When we got our first GSD Axel, I told DH before we got him, NO TABLE SCRAPS, I think it was the second day after we got him, DH was eating something with whipped cream, a bite for him, a little bite for puppy, ugh.
if I give the dogs something I make them wait until AFTER I'm done, then they get a tiny taste. DH eats in the living room with two cats & two dogs crowding him because he throws them each a little something. I'll have to get a pic of that.

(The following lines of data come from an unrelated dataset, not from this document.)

PR #2858, opened 2024-08-17
Web UI as a Library NPM Release

andrewbaldwin44:
### Proposal
- Separate the useSwarmUI hook into three separate hooks. This will improve maintainability, performance, and testability. It will also allow for the hooks to be selectively imported and used in library mode as need be
- Add more exports
- Update logo to reduce hook calls and potentially allow for custom theming in the future
- Add steps to prerelease and release to deploy on NPM (tested in a separate repository so we should see these working as expected
- Export tabs as an object rather than an array in library mode for ease of use
- Add more exports from the locust-ui library
- Update locust-ui README
- Deployed a beta version of the locust UI on NPM: https://www.npmjs.com/package/locust-ui

### DIFF
--- a/.github/workflows/tests.yml
+++ b/.github/workflows/tests.yml
@@ -220,6 +220,12 @@ jobs:
           user: __token__
           password: ${{ secrets.PYPI_API_TOKEN }}
           skip_existing: true
+      - uses: borales/actions-yarn@v5
+        name: Publish package on NPM
+        with:
+          cmd: publish --no-git-tag-version --non-interactive --new-version ${{ github.ref_name }}
+        env:
+          NODE_AUTH_TOKEN: ${{ secrets.NPM_TOKEN }}
     # The following is disabled because it has stopped working.
     #   - name: Tweet on release
     #     uses: infraway/tweet-action@v1.0.1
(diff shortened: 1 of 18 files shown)


.github/workflows/tests.yml
```diff
@@ -14,12 +14,22 @@ jobs:
       fail-fast: false
       matrix:
         include:
-          - {name: Windows, python: '3.12', os: windows-latest, tox: fail_fast_test_main }
+          - {
```
cyberw, line 17: is this accidental or did you really change something?

.github/workflows/tests.yml
```diff
@@ -220,6 +230,16 @@ jobs:
           user: __token__
           password: ${{ secrets.PYPI_API_TOKEN }}
           skip_existing: true
+      - name: Set git config
+        run: |
+          git config --global user.email "github@action.com"
```
cyberw, line 235: these are weird :) I assume you had to put them there, but maybe explain the reason in a comment?

.github/workflows/tests.yml
andrewbaldwin44: It's my prettier setup that thinks this should be formatted differently :/

Issue #2857, opened 2024-08-16
Cleaning up the build process


mquinnfd:
### Prerequisites

- [X] I am using [the latest version of Locust](https://github.com/locustio/locust/releases/)
- [X] I am suggesting a new feature, not asking a question

### Description

# Overview

After v1 of the migration to the `poetry` build system was completed, some kruft was left over and can now be tackled individually, and with care.

I'm using this issue to catalogue the things that should ideally be cleaned up and to contain discussion as well.

- Slim down the built docker image
- Introduce [poe](https://github.com/nat-n/poethepoet) to run pre-build hooks and remove janky pre-build hook
- Switch out the `poetry` installation in the pipeline to https://github.com/snok/install-poetry
- Resurrect the MacOS build
- Clean up use (or not use) of `poetry x` commands in the GH Actions pipeline
- Ensure caching of `venv` steps in build are doing what they're supposed to do
- Reduce GH Actions building of the project to the bare minimum

cyberw:
that all makes sense! Looking forward to your PR!

cyberw:
![image](https://github.com/user-attachments/assets/5e152f9d-e35e-4e60-b951-d8474b14b73c)

The more I hear about and try `uv` it looks like it will kick Poetry's ass :)

mquinnfd:
Ah man yeah `uv` looks great - it's really become more feature complete since I last looked at it ~6 months ago or so

I'm hoping _most_ of the build stuff we have is re-usable - it can use the `pyproject.toml` as it is for the most part, I suppose it's going to be the funkier stuff like the auto-scm versioning that might need some thinking (unless they have this now too :D)

I was actually working on a branch to clean up the pipeline which I'll put up now so you can at least have a look at it, maybe it's a reasonable interim step (which would make swapping for `uv` easier ultimately)

mquinnfd:
^ WIP branch added above, hey at least the tests are green.

mquinnfd:
I think betting against the Astral guys long term is probably going to be a bad idea :D I might start playing with `uv` again, even the docs look more polished

I know they also have [rye](https://rye.astral.sh/) which uses `uv` but seems to be more all-encompassing, not sure if this will follow the same path 🤔

mquinnfd:
I've been eyeing up `uv` for some internal projects just to try it out, I think from the POV of Locust builds, the main issues would be:
- Dynamic versioning [isn't currently supported ](https://github.com/astral-sh/uv/issues/6298)
[...]

PR #2873, opened 2024-08-26
Cleaning and improvements in the Build Pipeline

mquinnfd:
Overview:

Hey it's the draft PR guy again!

This is a WIP branch where I'm attempting to clean up the build pipeline as per  https://github.com/locustio/locust/issues/2857 - which is to say, implementing the hygiene that was omitted from the first iteration of the "get poetry working" work

The goal of this work is not only _jank reduction_, but:
- Build the package(s) once and once only
- Ship what we test
- Use caching and concurrency to speed things up as much as possible
- Make the pipeline easier to read and change

For @cyberw @andrewbaldwin44 and community 

### Major

- Updated build pipeline
  - Create distinct build, test and publish phases
  - Build packaged artifacts once, and use these in test and publishing phases
  - Added CI Docker image which picks up the built package instead of rebuilding it 
  - Attempts to consolidate publishing steps
  - Attempts to consolidate generation of build metadata 
- Added [poe](https://poethepoet.natn.io/index.html) to handle pre-builds
  - Eliminated renaming of wheels with multi-arch jank, and use of undocumented `poetry` feature
- Added a rudimentary test of the docker image
- Updated `tox` steps for integration testing to allow this to use an externally-built artifact
- Added the `poetry.lock` file to start caching dependency versions, but this could be reverted, there are tradeoffs I'll outline in the comments

### Minor

- Adds caching for NPM steps
- Brings back integration testing on MacOS
- Updated developing locust docs to be less specific about how to install `poetry`
- Added `tox` test to make sure the docs build works
- Updated comment on the pre-commit to point to the right `ruff` version marker
- Allowed `dist` to be picked up by the Docker context for the `ci` image


mquinnfd:
FYI this is mostly for consideration in the open, branch commits are dirty as I've been running remote builds a lot.

Things on my mind:
- I had split out the building, testing and packaging of the Docker image, but ended up consolidating this because multi-arch builds can't be easily exported and passed around with `buildx`
- I havn't adequately tested the publishing steps, to do this I'm probably going to make my own PyPi dummy repo and credentials, same with Dockerhub

mquinnfd:
On the subject of committing back the `poetry.lock` file

mquinnfd:
Subsequent builds will be quicker due to the addition of caching, I may re-run the actions for this ref for this reason, also looks like we got a slow runner.

mquinnfd:
Working on CI pipelines be like

image

cyberw:
Looking good! Let me know when it is ready for for final review!

mquinnfd:
> Looking good! Let me know when it is ready for for final review!

👍 no worries, I really just need to test the publication logic, which is hard to do without standing up some PyPi/Docker repo, so I'll do this as soon as I can to test it out on my fork then I'll flag this for review

mquinnfd:
So I tested out the publishing logic and fixed a few quirks to do with tag resolution etc. 
I now have some test projects set up that I can push to, will delete these repos once merged of course

Artifacts have been published successfully to:

- [PyPi](https://test.pypi.org/project/locust-test/)
- [DockerHub](https://hub.docker.com/repository/docker/mquinnfd/locust-test/general)
- [NPM](https://www.npmjs.com/package/locust-ui-test)

Would consider this in a review-able state:
- It's certainly better than what's there currently
- Main areas to check will be expected behaviour on merge, tag and merge-commit, which can all be tweaked

.github/workflows/tests.yml
```diff
@@ -5,85 +5,241 @@ on: [push, pull_request]
...
-          - { name: "ruff", python: "3.11", os: ubuntu-latest, tox: "ruff" }
-          - { name: "mypy", python: "3.10", os: ubuntu-latest, tox: "mypy" }
-          # run some integration tests and abort immediately if they fail, for faster feedback
-          - { name: "Linux", python: "3.12", os: ubuntu-latest, tox: fail_fast_test_main }
-          - { name: "3.12", python: "3.12", os: ubuntu-latest, tox: py312 }
-          - { name: "3.11", python: "3.11", os: ubuntu-latest, tox: py311 }
-          - { name: "3.10", python: "3.10", os: ubuntu-latest, tox: py310 }
-          - { name: "3.9", python: "3.9", os: ubuntu-latest, tox: py39 }
+          # Static analysis and utilities
+          - { name: "Verification Tests: Ruff", python: "3.11", os: ubuntu-latest, tox: "ruff" }
```
cyberw, line 120: I think you can drop the prefixes for the names. "Ruff/Mypy/Python 3.X" are specific enough, and I dont really know what a "verification test" is :P

cyberw: And if you really want to have prefixes, maybe "static analysis" is a better prefix?

Dockerfile.ci
```diff
@@ -0,0 +1,29 @@
+# This is the image pushed to Dockerhub, containing the built and tested Locust package
+
+# Stage 1: Install Locust package
+FROM python:3.11-slim AS base
+
+FROM base AS builder
+RUN apt-get update && apt-get install -y git
```
andrewbaldwin44, line 7: What's the reason for installing git here? Where is it used?

docs/developing-locust.rst
```diff
@@ -88,7 +91,7 @@ The documentation source is in the `docs/ <https://github.com/locustio/locust/tr
 
     .. code-block:: console
 
-        $ poetry install --with docs
+        $ poetry install --no-root --only docs
```
cyberw, line 94: Is the `--no-root` necessary?

mquinnfd: It saves having to install the project itself - it just sticks the dependencies required to build the docs into the `venv` only, which is quicker

Dockerfile.ci
mquinnfd: No idea! This is cruft from the historical docker image, I assumed the building of binaries required it

docs/developing-locust.rst
cyberw: Sure. I was just thinking the opposite is more rare (developing the docs without developing the project :)

Anyways, never mind :)

Dockerfile.ci
cyberw: It was needed so that we can determine the locust version name (it was used by setuptools_scm), e.g. for use with `locust --version`. Does it still work with the new way of building the docker image?

docs/developing-locust.rst
mquinnfd: It's a fair point! There are a fair few dependencies for building the docs - the alternative would be doing either:

`poetry install --with docs` <-- install/build everything (hopefully it's cached if you built it already) but add the docs dependencies

`poetry install --with dev,test,docs` up front ^^^ when originally installing the editable files and dev package, thus making the docs building available generally if you're developing the package

cyberw: I like `poetry install --with docs`

Dockerfile.ci
mquinnfd: I believe the Dynamic Versioning plugin for Poetry comes with whatever it needs 🤔 
--- but I'll check on the docker image, that a produced version is correct

On the CI, I did make a cut-down docker image which doesn't do any building at all, just takes the already-known-good built assets - the version of this is already resolved in the package (and can be seen in the test-docker-image step)
image

On the "normal" image, which users can still build end-to-end, I can check that the output of `locust --version` is correct inside the docker image 🤔

mquinnfd: It turns out the git binary is a necessity for resolving the version (understandably) even using `dunamai` etc. so I guess it gets left in, wanted to have the images as close to each other as possible.

mquinnfd: This does work with the local build as well, seems to get the correct version
image

.github/workflows/tests.yml
mquinnfd: Addressed in https://github.com/locustio/locust/pull/2873/commits/7d7bfc673d7b2676d3491d8f8218510d8d1bfa49

Dockerfile.ci
mquinnfd: Addressed in https://github.com/locustio/locust/pull/2873/commits/7d7bfc673d7b2676d3491d8f8218510d8d1bfa49

(had to allow `dist` in the docker context for the CI, so the local one has to remove it (or declare a wheel file name specifically)

docs/developing-locust.rst
mquinnfd: Addressed in https://github.com/locustio/locust/pull/2873/commits/7d7bfc673d7b2676d3491d8f8218510d8d1bfa49

cyberw:
I tried to improve the error message for the `--json` test that was failing https://github.com/locustio/locust/commit/4e29bf6f2ebf85d92dd24b5ec0654096bf226d84

cyberw:
the error went away on retry so 🎊

cyberw:
nooo... I didnt squash :-/

PR #2880, opened 2024-08-30
Add publishing dependency on build package step

mquinnfd:
### Overview

Adds a dependency on the build package step, from the POV of the publishing step.

Apparently, transitive dependencies are not acceptable for Github Actions job outputs, but there's no warning thrown about this during parsing, fun!


mquinnfd:
This should be good to go, I believe this fixes the build issue.

PR #2889, opened 2024-09-04
Update README.md

JonanOribe:
Hotfix on image URL


cyberw:
Thanks! 

Its not exactly perfect (screenshots are mixed dark/light, show the old UI, and are a little stretched), but its better than before at least :)

PR #2899, opened 2024-09-10
Add polling mechanism in tests

fletelli42:
Implemented polling mechanisms for various tests to improve reliability and remove arbitrary sleep delays

This commit introduces polling mechanisms in several automated tests across the Locust codebase. The polling replaces fixed time delays, ensuring tests wait for specific conditions or outputs before proceeding, which improves test reliability and execution speed.

Details of changes:

1. **test_custom_arguments**: Implemented polling to wait until the Locust web server is up on a specific port using `poll_until`.
2. **test_custom_exit_code**: Added polling to ensure the web server starts on a port, followed by proper shutdown validation.
3. **test_webserver**: Polls until the web server starts running on the designated port.
4. **test_percentile_parameter**: Uses polling to wait for the web server to start, removing the need for sleep delays.
5. **test_percentiles_to_statistics**: Added polling to check when the web server becomes available.
6. **test_invalid_percentile_parameter**: Implements incremental polling on stderr to validate the presence of the expected error message.
7. **test_webserver_multiple_locustfiles**: Polls until the web server starts, ensuring that multiple Locust files are loaded correctly.
8. **test_webserver_multiple_locustfiles_in_directory**: Polls until the server starts with multiple Locust files from a directory.
9. **test_webserver_multiple_locustfiles_with_shape**: Added polling to wait for the server to start and apply a load shape when multiple files are used.
10. **test_autostart_wo_run_time**: Polls for the web interface readiness when running Locust with the `--autostart` option but without a run time limit.
11. **test_autostart_w_run_time**: Waits for the web interface to be ready using polling, and then for Locust to quit automatically after the specified run time.
12. **test_run_autostart_with_multiple_locustfiles**: Polls until all users are spawned correctly using `--autostart` with multiple Locust files.
13. **test_autostart_w_load_shape**: Polls until the web interface is ready and the load shape is applied when using the `--autostart` option.
14. **test_autostart_multiple_locustfiles_with_shape**: Polls until the web interface is ready and applies the load shape with multiple Locust files and the `--autostart` option.
15. **test_web_options**: Polls until the Locust web server is running with the specified web host and port configurations.
16. **test_run_with_userclass_picker**: Polls until the web interface starts with the UserClass Picker enabled.
17. **test_error_when_duplicate_userclass_names**: Polls until the Locust process completes and checks for errors related to duplicate user class names.
18. **test_no_error_when_same_userclass_in_two_files**: Polls until the process completes to ensure that no error is raised when the same user class is used across two files.
19. **test_error_when_duplicate_shape_class_names**: Polls until the process completes to verify errors related to duplicate load shape class names.
20. **test_error_when_locustfiles_directory_is_empty**: Polls until the process completes to ensure an error is raised when the locustfiles directory is empty.
21. **test_graceful_exit_when_keyboard_interrupt**: Introduced polling to wait for the "Shape test starting" message, then sends a SIGINT signal and polls for a graceful shutdown, ensuring the test stops as expected and the correct messages appear in the output.

These changes improve the stability and accuracy of the test suite by eliminating arbitrary delays and waiting for specific system states before proceeding.

### DIFF
--- a/locust/test/test_main.py
+++ b/locust/test/test_main.py
@@ -102,22 +102,11 @@ class PopenContextManager:
     def __exit__(self, exc_type, exc_value, traceback):
         if self.process.poll() is None:
             try:
-                if platform.system() == "Windows":
-                    # Send CTRL_BREAK_EVENT to allow graceful shutdown
-                    os.kill(self.process.pid, signal.CTRL_BREAK_EVENT)
-
-                else:
-                    self.process.terminate()
-
-                self.process.wait(timeout=10)  # Wait for graceful termination
+                self.process.terminate()
+                self.process.wait(timeout=10)
             except subprocess.TimeoutExpired:
-                self.process.kill()  # Force kill if not terminated
-            except Exception as e:
-                print(f"Error terminating process: {e}")
-            finally:
-                if self.process.poll() is None:
-                    self.process.kill()
-                self.process.wait()  # Ensure process has fully terminated
+                self.process.kill()
+            self.process.wait()
         self.stdout_reader.join()
         self.stderr_reader.join()
 
--- a/locust/test/test_main.py
+++ b/locust/test/test_main.py
@@ -186,6 +186,7 @@ class PopenContextManager:
             universal_newlines=True,
             bufsize=1,
             **self.kwargs,
+            env={**os.environ, "PYTHONUNBUFFERED": "1"},
         )
 
         self.stdout_reader = gevent.spawn(self._read_output, self.process.stdout)
@@ -414,26 +415,25 @@ class StandaloneIntegrationTests(ProcessIntegrationTest):
         self.assertIn("--skip-log-setup", output)
 
     def test_custom_arguments(self):
-        """
-        Test that custom command-line arguments are correctly parsed and accessible.
-        """
         port = get_free_tcp_port()
         file_content = textwrap.dedent("""
             from locust import User, task, constant, events
-
             @events.init_command_line_parser.add_listener
             def _(parser, **kw):
                 parser.add_argument("--custom-string-arg")
-
             class TestUser(User):
                 wait_time = constant(10)
-
                 @task
                 def my_task(self):
                     print(self.environment.parsed_options.custom_string_arg)
         """)
 
-        with self.create_temp_locustfile(content=file_content) as temp_file_path:
+        with NamedTemporaryFile(mode="w+", delete=False, suffix=".py") as temp_file:
+            temp_file.write(file_content)
+            temp_file.flush()
+            temp_file_path = temp_file.name
+
+        try:
             args = [
                 sys.executable,
                 "-m",
@@ -446,12 +446,19 @@ class StandaloneIntegrationTests(ProcessIntegrationTest):
                 str(port),
             ]
 
-            with self.launch_locust(args) as manager:
-                # Verify the web interface is accessible by sending a POST request to /swarm
-                response = self.make_http_request(
-                    port=port,
-                    method="POST",
-                    path="/swarm",
+            with PopenContextManager(args) as manager:
+                if not wait_for_output_condition_non_threading(
+                    manager.process, manager.output_lines, "Starting Locust", timeout=30
+                ):
+                    self.fail("Timeout waiting for Locust to start.")
+
+                if not wait_for_output_condition_non_threading(
+                    manager.process, manager.output_lines, "Starting web interface at", timeout=30
+                ):
+                    self.fail("Timeout waiting for web interface to start.")
+
+                response = requests.post(
+                    f"http://127.0.0.1:{port}/swarm",
                     data={
                         "user_count": 1,
                         "spawn_rate": 1,
@@ -460,60 +467,68 @@ class StandaloneIntegrationTests(ProcessIntegrationTest):
                     },
                 )
 
-                self.assertEqual(response.status_code, 200, msg=f"Expected status code 200, got {response.status_code}")
+                self.assertEqual(response.status_code, 200)
 
-            # Combine all output lines for assertions
             combined_output = "\n".join(manager.output_lines)
-
-            # Assertions
             self.assertRegex(
                 combined_output, r".*Shutting down[\S\s]*Aggregated.*", "No stats table printed after shutting down"
             )
             self.assertNotRegex(
                 combined_output, r".*Aggregated[\S\s]*Shutting down.*", "Stats table printed BEFORE shutting down"
             )
-            self.assertNotIn("command_line_value", combined_output, "Command line value should not be in output.")
-            self.assertIn("web_form_value", combined_output, "Web form value should be present in output.")
+            self.assertNotIn("command_line_value", combined_output)
+            self.assertIn("web_form_value", combined_output)
+        finally:
+            os.unlink(temp_file_path)
 
     @unittest.skipIf(os.name == "nt", reason="Signal handling on Windows is hard")
     def test_custom_exit_code(self):
-        """
-        Test that Locust exits with a custom exit code as defined by event listeners.
-        """
         port = get_free_tcp_port()
         file_content = textwrap.dedent("""
             from locust import User, task, constant, events
-
             @events.quitting.add_listener
             def _(environment, **kw):
                 environment.process_exit_code = 42
-
             @events.quit.add_listener
             def _(exit_code, **kw):
                 print(f"Exit code in quit event {exit_code}")
-
             class TestUser(User):
                 wait_time = constant(3)
-
                 @task
                 def my_task(self):
                     print("running my_task()")
         """)
 
-        with self.create_temp_locustfile(content=file_content) as temp_file_path:
+        with NamedTemporaryFile(mode="w+", delete=False, suffix=".py") as temp_file:
+            temp_file.write(file_content)
+            temp_file.flush()
+            temp_file_path = temp_file.name
+
+        try:
             args = [sys.executable, "-m", "locust", "-f", temp_file_path, "--web-port", str(port)]
 
-            with self.launch_locust(args) as manager:
-                # Initiate graceful shutdown of Locust
-                self.terminate_locust(manager, shutdown_message="Shutting down (exit code 42)", timeout_shutdown=30)
+            with PopenContextManager(args) as manager:
+                if not wait_for_output_condition_non_threading(
+                    manager.process, manager.output_lines, "Starting Locust", timeout=30
+                ):
+                    self.fail("Timeout waiting for Locust to start.")
 
-            # Combine all output lines for assertions
+                if not wait_for_output_condition_non_threading(
+                    manager.process, manager.output_lines, "Starting web interface at", timeout=30
+                ):
+                    self.fail("Timeout waiting for web interface to start.")
+
+                manager.process.send_signal(signal.SIGTERM)
+
+                manager.process.wait(timeout=3)
+
             combined_output = "\n".join(manager.output_lines)
 
-            # Assertions
             self.assertIn("Shutting down (exit code 42)", combined_output)
             self.assertIn("Exit code in quit event 42", combined_output)
-            self.assertEqual(42, manager.process.returncode, "Locust did not exit with the expected exit code 42.")
+            self.assertEqual(42, manager.process.returncode)
+        finally:
+            os.unlink(temp_file_path)
 
     @unittest.skipIf(os.name == "nt", reason="Signal handling on Windows is hard")
     def test_webserver_multiple_locustfiles(self):
@@ -823,7 +838,7 @@ class StandaloneIntegrationTests(ProcessIntegrationTest):
 
         with (
             self.create_temp_locustfile(content=user_file_content) as mocked1,
-            self.create_temp_locustfile(content=shape_file_content) as mocked2,  # mocked2 is a string
+            self.create_temp_locustfile(content=shape_file_content) as mocked2,
         ):
             port = get_free_tcp_port()
 
@@ -831,7 +846,7 @@ class StandaloneIntegrationTests(ProcessIntegrationTest):
                 "-f",
                 mocked1,
                 "-f",
-                mocked2,  # Use mocked2 directly as it's a string
+                mocked2,
                 "--web-port",
                 str(port),
             ]
@@ -888,7 +903,7 @@ class StandaloneIntegrationTests(ProcessIntegrationTest):
 
     def test_default_headless_spawn_options(self):
         with mock_locustfile() as mocked:
-            proc = subprocess.Popen(
+            with PopenContextManager(
                 [
                     "locust",
                     "-f",
@@ -902,23 +917,29 @@ class StandaloneIntegrationTests(ProcessIntegrationTest):
                     "DEBUG",
                     "--exit-code-on-error",
                     "0",
-                    # just to test --stop-timeout argument parsing, doesnt actually validate its function:
                     "--stop-timeout",
                     "1s",
                 ],
-                stdout=PIPE,
-                stderr=PIPE,
-                text=True,
-                env=os.environ.copy(),
-            )
-            stdout, stderr = proc.communicate(timeout=4)
-            self.assertNotIn("Traceback", stderr)
-            self.assertIn('Spawning additional {"UserSubclass": 1} ({"UserSubclass": 0} already running)...', stderr)
-            self.assertEqual(0, proc.returncode)
+            ) as popen_ctx:
+                try:
+                    popen_ctx.process.wait(timeout=4)
+                except subprocess.TimeoutExpired:
+                    print("Process timed out")
+
+                all_output = "\n".join(popen_ctx.output_lines)
+
+                self.assertNotIn("Traceback", all_output)
+
+                # Check for the specific message
+                expected_message = 'Spawning additional {"UserSubclass": 1} ({"UserSubclass": 0} already running)...'
+                self.assertIn(expected_message, all_output)
+
+                # Check return code
+                self.assertEqual(0, popen_ctx.process.returncode)
 
     def test_invalid_stop_timeout_string(self):
         with mock_locustfile() as mocked:
-            proc = subprocess.Popen(
+            with PopenContextManager(
                 [
                     "locust",
                     "-f",
@@ -928,14 +949,14 @@ class StandaloneIntegrationTests(ProcessIntegrationTest):
                     "--stop-timeout",
                     "asdf1",
                 ],
-                stdout=PIPE,
-                stderr=PIPE,
-                text=True,
-                env=os.environ.copy(),
-            )
-            _, stderr = proc.communicate()
-            self.assertIn("ERROR/locust.main: Valid --stop-timeout formats are", stderr)
-            self.assertEqual(1, proc.returncode)
+            ) as popen_ctx:
+                popen_ctx.process.wait()
+
+                all_output = "\n".join(popen_ctx.output_lines)
+
+                self.assertIn("ERROR/locust.main: Valid --stop-timeout formats are", all_output)
+
+                self.assertEqual(1, popen_ctx.process.returncode)
 
     @unittest.skipIf(os.name == "nt", reason="Signal handling on Windows is hard")
     def test_headless_spawn_options_wo_run_time(self):
@@ -945,6 +966,9 @@ class StandaloneIntegrationTests(ProcessIntegrationTest):
         """
         with mock_locustfile() as mocked:
             args = [
+                sys.executable,
+                "-m",
+                "locust",
                 "-f",
                 mocked.file_path,
                 "--host",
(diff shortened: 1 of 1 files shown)


cyberw:
Cool stuff! Lets chat about it tomorrow!

.github/workflows/tests.yml
```diff
@@ -229,6 +229,8 @@ jobs:
       - name: Build and push
         uses: docker/build-push-action@v6
         with:
+          cache-from: type=gha
```
cyberw, line 232: Interesting. Is this safe? Does it save a lot of time? Says here it is experimental, which makes me a little nervous :) https://docs.docker.com/build/ci/github-actions/cache/

locust/test/test_main.py
```diff
@@ -87,160 +111,197 @@ def test_custom_arguments(self):
...
+                self.assertIn("Exit code in quit event 42", stdout)
+                self.assertEqual(42, proc.returncode)
+            except PollingTimeoutError:
+                self.fail(f"Failed to start Locust process on port {port}")
+            finally:
+                proc.terminate()
 
     @unittest.skipIf(os.name == "nt", reason="Signal handling on windows is hard")
     def test_webserver(self):
+        port = get_free_tcp_port()  # Use a free port and pass it to Locust
```
andrewbaldwin44, line 210: Just a small nitpick here, I'm of the opinion that code should speak for itself. I think here and in a few other places we are repeating the same comment, and this comment doesn't really give any new information. `get_free_tcp_port` is already descriptive enough to tell us that we are getting a free port right?

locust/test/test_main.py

http://www.youtube.com/watch?v=NQCwHluBqFc&NR=1


----------



## Keegan62 (Aug 17, 2008)

that was a really cute video and so true They do not need table food More people should view that video.....


----------



## IliamnasQuest (Aug 24, 2005)

My dogs get all sorts of treats when I'm eating. Doesn't bother me at all if they crowd me or beg - if I don't feel like sharing, I tell them "not this time" and they wander off. But sharing food is a good time to get in some quick training, too, so I'll have them spinning and backing up and laying down and barking and waving paws at me during dinner time!

Melanie and the gang in Alaska


----------



## darga19 (Mar 4, 2009)

That was a funny video...and so true!

Personally, I don't like my dogs begging or crowding me or anyone else in my home while we're eating. They don't really need any table scraps anyways.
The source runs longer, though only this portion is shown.